Question : I wanted to find out the number of ways all the 7 numbers below could be assigned positive integers which can sum up to 42.$$x_1+x_2+x_3+x_4+x_5+x_6+x_7=42$$
the catch in this problem is the constraint $$ 1\le x_i\le26$$ The Stars and bars method happen to only provide solution for, if the $x_i$ should be non-negative or only positive.

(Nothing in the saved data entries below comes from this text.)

PR #414, opened 2022-08-12
feat(step-functions): support all AWS SDK operations.

### LINKED ISSUE #405: Support for typesafe SDK integrations
It would be great to have general SDK integrations (beyond just DynamoDB and EventBridge) similar to [ts2asl](https://github.com/Stedi/ts2asl/blob/main/examples/sdk-states.md).

Maybe something like

```ts
import { S3 } from "@aws-sdk/client-s3"; // use the v2 compatible to infer types

const workflow = new StepFunction(
  this,
  "Workflow",
  async (input: Input) => {
    await $AWS.SDK(S3).getObject({
      Bucket: input.bucket,
      Key: input.key
    });
  }
);
```

the [v2 compatible style](https://docs.aws.amazon.com/AWSJavaScriptSDK/v3/latest/clients/client-s3/index.html#v2-compatible-style) has all functions directly on the class which would allow to infer the type

matthias-pichler-warrify:
Fixes #405


src/step-function.ts
```diff
@@ -466,6 +468,110 @@ export namespace $SFN {
...
+          return makeIntegration<"$AWS.SDK", (input: any) => Promise<any>>({
+            kind: "$AWS.SDK",
+            asl: (call, context) => {
+              const input = call.args[0]?.expr;
+              if (!isObjectLiteralExpr(input)) {
+                throw new SynthError(
+                  ErrorCodes.Expected_an_object_literal,
+                  `First argument ('input') into $AWS.SDK must be an object.`
+                );
+              }
```
sam-goodwin, line 509: This limitation is unnecessary. @thantos can confirm, but I believe we only needed that constraint before because we were extracting the Table from the ObjectLiteral. Step Functions can evaluate arbitrary inputs so it doesn't matter in the case when passing a string.

src/step-function.ts
```diff
@@ -466,6 +468,110 @@ export namespace $SFN {
...
+  } = new Proxy({} as any, {
+    get(_, serviceName: ServiceKeys) {
+      const client = new AWS[serviceName]();
+      const sdkIntegrationServiceName = mapSDKServiceName(serviceName);
+
+      return new Proxy(client as any, {
+        get: (_, prop: string) => {
+          return makeIntegration<"$AWS.SDK", (input: any) => Promise<any>>({
+            kind: "$AWS.SDK",
+            asl: (call, context) => {
```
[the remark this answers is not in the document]
matthias-pichler-warrify: I think that would be great 👍 Do you have a pointer for me on how to do this?

src/step-function.ts
```diff
@@ -466,6 +468,114 @@ export namespace $SFN {
...
+   * We define this to omit any non-funciton types from service
+   * instances. e.g. `apiVersions` and `config`
+   */
+  type ServiceInstance<T extends AWSServiceClass> = {
+    [K in FunctionKeys<InstanceType<T>>]: InstanceType<T>[K];
+  };
+
+  export const SDK: {
+    [serviceName in ServiceKeys]: ServiceInstance<typeof AWS[serviceName]>;
+  } = new Proxy({} as any, {
```
sam-goodwin, line 493: We should move to this beauty https://github.com/functionless/functionless/issues/405#issuecomment-1213036271

sam-goodwin (changes requested):

src/step-function.ts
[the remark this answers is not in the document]
sam-goodwin: Sorry I'm on phone. There is an interface where you can instantiate the client and store in the prewarm cache. 

```ts
native = {
      /**
       * Wire up permissions for this function to be called by the calling function
       */
      bind: (context: Function<any, any>) => {
        this.resource.grantInvoke(context.resource);
      },
      /**
       * Code that runs once per lambda invocation
       * The pre-warm client supports singleton invocation of clients (or other logic) across all integrations in the caller function.
       */
      preWarm: (preWarmContext: NativePreWarmContext) => {
        preWarmContext.getOrInit(PrewarmClients.LAMBDA);
      },
      /**
       * This method is called from the calling runtime lambda code (context) to invoke this lambda function.
       */
      // @ts-ignore - Typescript fails when comparing Promise<O> with ReturnType<ConditionalFunction<P, O>> though they should be the same.
      call: async (args, prewarmContext) => {
        const [payload] = args;
        const lambdaClient = prewarmContext.getOrInit<AWS.Lambda>(
          PrewarmClients.LAMBDA
        );
        const response = (
          await lambdaClient
            .invoke({
              FunctionName: functionName,
              ...(payload ? { Payload: JSON.stringify(payload) } : undefined),
            })
            .promise()
        ).Payload?.toString();
        return (response ? JSON.parse(response) : undefined) as Out;
      },
    };

```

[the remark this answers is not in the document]
matthias-pichler-warrify: Alright I added native support now (I hope 🙈 ) and also moved it to the `$AWS` namespace. I am very unsure whether I wired up the iam permissions correctly.

src/aws.ts
```diff
@@ -504,6 +507,237 @@ export namespace $AWS {
...
+                        new AWS[serviceName](
+                          props?.clientConfigRetriever?.(key)
+                        ),
+                    });
+
+                    return client[methodName](args[0]).promise();
+                  },
+                },
+                asl: (call, context) => {
+                  const iamOptions = call.args[1] as unknown as IamOptions;
```
thantos, line 573: This is actually the Argument, not an `IamOptions`, any value in typing this as `IamOptions` here?

src/aws.ts
```diff
@@ -504,6 +507,237 @@ export namespace $AWS {
...
+                      `Second argument ('iamOptions') into a SDK call must be an object`
+                    );
+                  }
+
+                  context.role.addToPrincipalPolicy(
+                    new aws_iam.PolicyStatement({
+                      effect: aws_iam.Effect.ALLOW,
+                      actions: iamOptions.iamActions ?? defaultIamActions,
+                      resources: iamOptions.iamResources,
+                      conditions: iamOptions.iamConditions,
```
thantos, line 587: if iamOptions is an `Argument`, getting a hold of the real value would look something like `call.args[1].expr.getProperty()...`

Also, the properties themselves could be any expression

```ts
new StepFunction(stack, 'sfn', async (input.actions) => {
    $AWS.SDK.CloudWatch.describeAlarms({}, { iamAction: input.actions })
})
```

=> 

`ObjectLiteral({ iamAction: PropAccess("actions", Identifier(input)) })`

You are probably looking to enforce that the entire object is a constant, in which you could do.

```ts
// toConstant returns undefined if the value cannot be converted to a compile/synth time constant.
const constantIamArgs = call.args[1]?.expr ? toConstant(call.args[1].expr) : undefined;

if(!constantIamArgs) {
   throw new SynthError(...);
} else if(typeof contantIamArg.constant !== "object") {
   // error
}
```

src/aws.ts
```diff
@@ -504,6 +507,237 @@ export namespace $AWS {
       },
     });
   }
+
+  export const SDK: StepFunctionSDK = new Proxy<any>(
```
thantos, line 511: nit: If we support lambda, `StepFunctionSDK` is probably not the best name.

src/aws.ts
```diff
@@ -504,6 +507,237 @@ export namespace $AWS {
...
+
+                  const sdkIntegrationServiceName =
+                    mapAslSdkServiceName(serviceName);
+                  const input = call.args[0]?.expr;
+
+                  if (!input) {
+                    throw (
+                      (new SynthError(ErrorCodes.Invalid_Input),
+                      "SDK integrations need a single input")
+                    );
```
thantos, line 599: This doesn't look right, I imagine you meant

```ts
throw new SynthError(ErrorCodes.Invalid_Input, "SDK integrations need a single input");
```

src/aws.ts
```diff
@@ -504,6 +507,237 @@ export namespace $AWS {
...
+                        "Expected an object literal as the first parameter."
+                      );
+                    }
+
+                    return context.stateWithHeapOutput({
+                      Type: "Task",
+                      Resource: `arn:aws:states:::aws-sdk:${sdkIntegrationServiceName}:${methodName}`,
+                      Parameters: output.value,
+                      Next: ASLGraph.DeferNext,
+                    });
```
thantos, line 619: if you want to support more than just a LiteralValue, you can do

```ts
// normalized any output to a jsonPath or literal
return context.evalExprToJsonPathOrLiteral(input, (output) => {
    return context.stateWithHeapOutput(
        // can add LiteralValue or JsonPath as the parameter to a task.
        ASLGraph.taskWithInput({
            Type: "Task",
            Resource: `arn:aws:states:::aws-sdk:${sdkIntegrationServiceName}:${methodName}`,
            Next: ASLGraph.DeferNext,
       }, output);
   });
);
```

src/aws.ts
```diff
@@ -504,6 +507,237 @@ export namespace $AWS {
...
+    ? (input: Input, iamOptions: IamOptions) => Promise<Output>
+    : never
+  : never;
+
+function mapAslSdkServiceName(serviceName: string): string {
+  // source: https://docs.aws.amazon.com/step-functions/latest/dg/supported-services-awssdk.html
+  switch (serviceName) {
+    case "Discovery":
+      return "applicationdiscovery";
+    // TODO: should I simply remove any trailing `Service` or leave the explicit mapping
```
thantos, line 709: +1 to explicit mapping. 

Also would be nice if the user could override this mapping as an escape catch

```ts
$AWS.SDK.SomeService.operation(input, { iam: ..., serviceNameOverride: "the right service name" });
```

src/aws.ts
thantos, line 511: What will it take to support the v3 clients? Could we use the same interface or should we make this SDKv2 to support SDKv3 in the future?

src/aws.ts
```diff
@@ -504,6 +507,237 @@ export namespace $AWS {
...
+   *
+   * @example
+   * ```
+   * {
+   *   "StringEquals" : { "aws:username" : "johndoe" }
+   * }
+   * ```
+   * @see https://docs.aws.amazon.com/IAM/latest/UserGuide/reference_policies_elements_condition.html
+   */
+  iamConditions: Record<string, any>;
```
thantos, line 693: nit: is the `iam` prefix required if the object is already called `Iam*`?

src/aws.ts
```diff
@@ -504,6 +507,237 @@ export namespace $AWS {
...
+
+  export const SDK: StepFunctionSDK = new Proxy<any>(
+    {},
+    {
+      get(_, serviceName: ServiceKeys) {
+        return new Proxy<any>(
+          {},
+          {
+            get: (_, methodName: string) => {
+              const defaultServicePrefix = serviceName.toLowerCase();
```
Issue #418, opened 2022-08-17
User Authorization


sam-goodwin:
A staple of any cloud application is the ability to have users sign up, sign in and authenticate.

- [ ] AWS Cognito User Pools with type-safe triggers
- [ ] Non-AWS providers? Auth0, Custom, others?

Issue #134, opened 2022-05-17
Imported or wrapped constructs should use `from`


thantos:
All functionless resources which can wrap existing CDK constructs should use a `from` import pattern rather than accept the construct in the constructor.

Example - EventBus (already follows this pattern):

```ts
functionless.EventBus.fromBus(new aws_events.EventBus(stack, name, props));
new functionless.EventBus(stack, "eventBus", props);
``` 

Example of a invalid pattern:

```ts
new functionless.Table(new aws_dynamo.Table(stack, "table"))
```

Should be 

```ts
functionless.Table.fromTable(new aws_dynamo.Table(stack, "table", props));
new Table(stack, "table", props);
```

* [x] Event Bridge
* [ ] Lambda - Part of #103 
* [ ] Dynamo (table)
* [ ] Step Functions
* [x] AppSync - Does not wrap a construct.

PR #419, opened 2022-08-17
feat(user-pool): add a UserPool Construct with type-safe triggers

sam-goodwin:
Implements AWS Cognito User Pools for #418

Adds a new UserPool Construct that is a light wrapper around `aws_cogntito.UserPool`, adding typed  Triggers using Functionless's `Function`.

My Approach : Since i need only positive integers to be used here for $x_i$, so i have to use $${n - 1\choose k-1}.$$ but in using the formulae directly, definitely it would also count the ways where a certain $x_i>26$, so i thought i should use it this way, as $k=7=1+6=2+5=...=6+1$ and $n=42=26+16$, so i can select a few stars from 26 stars as well as 16 stars at the same time : $$({26-1\choose 1-1} + {16-1\choose 6-1}) + ({26-1\choose 2-1} + {26-1\choose 5-1}) + .......+ ({26-1\choose 6-1} + {16-1\choose 1-1})$$ so that highest value $x_i$ can achieve is 26.
My problem : I actually don't know if my way is correct or if any other such method exists to use stars and bars method where also constraints on number of stars are included. Thank you.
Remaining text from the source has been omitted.